This issue features the publication of Acton’s 2015 Novak Award winner Catherine Pakaluk’s lecture, “Dependence on God and Man: Toward a Catholic Constitution of Liberty,” in addition to our regular slate of peer-reviewed articles.
As a special feature, this issue contains two symposia of conference papers: The Evangelical Theological Society Theology of Work Symposium and Freedom with Justice: Rerum Novarum and the New Things of Our Time, originally held in Rome, Italy.
Related to this, executive editor Jordan Ballor explores the overlapping foci of Protestant and Roman Catholic social thought in his editorial “The Pope, the Professor, and the Poor,” examining the contributions of Abraham Kuyper and Pope Leo XIII to Christian engagement with poverty in the modern world.
Ballor writes,
This year marks the 125th anniversary of two foundational texts for the formation of modern Christian social thought. In the spring of 1891, Pope Leo XIII promulgated the encyclical Rerum Novarum, on the “new things” of the modern world, particularly the relationship between capital and labor, following revolutions in politics, economics, and society.

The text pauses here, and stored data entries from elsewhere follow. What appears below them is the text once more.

PR #1283, opened 2020-06-16
add option to output external document ids in ExtractDocumentLengths

nsndimt:
The current implementation only outputs the internal document ids. If users want to get the external document ids, they need to use Pyserini to look up each id one-by-one. Adding the option will save users the trouble.


lintool:
I think it's fine if we output the external docids by default also... so no need for an option.

Can you improve the test case accordingly also? Thanks!

src/main/java/io/anserini/util/ExtractDocumentLengths.java
```diff
@@ -90,7 +92,8 @@ public static void main(String[] args) throws Exception {
       // See https://github.com/apache/lucene-solr/blob/master/lucene/core/src/java/org/apache/lucene/search/similarities/BM25Similarity.java
       int lossyDoclength = SmallFloat.byte4ToInt(SmallFloat.intToByte4((int) exactDoclength));
       int lossyTermCount = SmallFloat.byte4ToInt(SmallFloat.intToByte4((int) exactTermCount));
-      out.println(String.format("%d\t%d\t%d\t%d\t%d", i, exactDoclength, exactTermCount, lossyDoclength, lossyTermCount));
+      out.println(String.format("%s\t%d\t%d\t%d\t%d", IndexReaderUtils.convertLuceneDocidToDocid(reader, i),
```
lintool, line 95: So sorry about the delayed response... can we keep _both_ the internal id and the collection docid?

nsndimt: finished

And in the fall of that year, the professor Abraham Kuyper, who was also a newspaper editor, politician, and would later become prime minister of the Netherlands, opened the first Christian Social Congress in Amsterdam with a speech: “The Social Question and the Christian Religion.” These two figures, one Roman Catholic and one Reformed, helped provide substantive conceptual and animating frameworks for Christian social engagement and study for the next century and beyond.
The full editorial is open access and can be read and downloaded here.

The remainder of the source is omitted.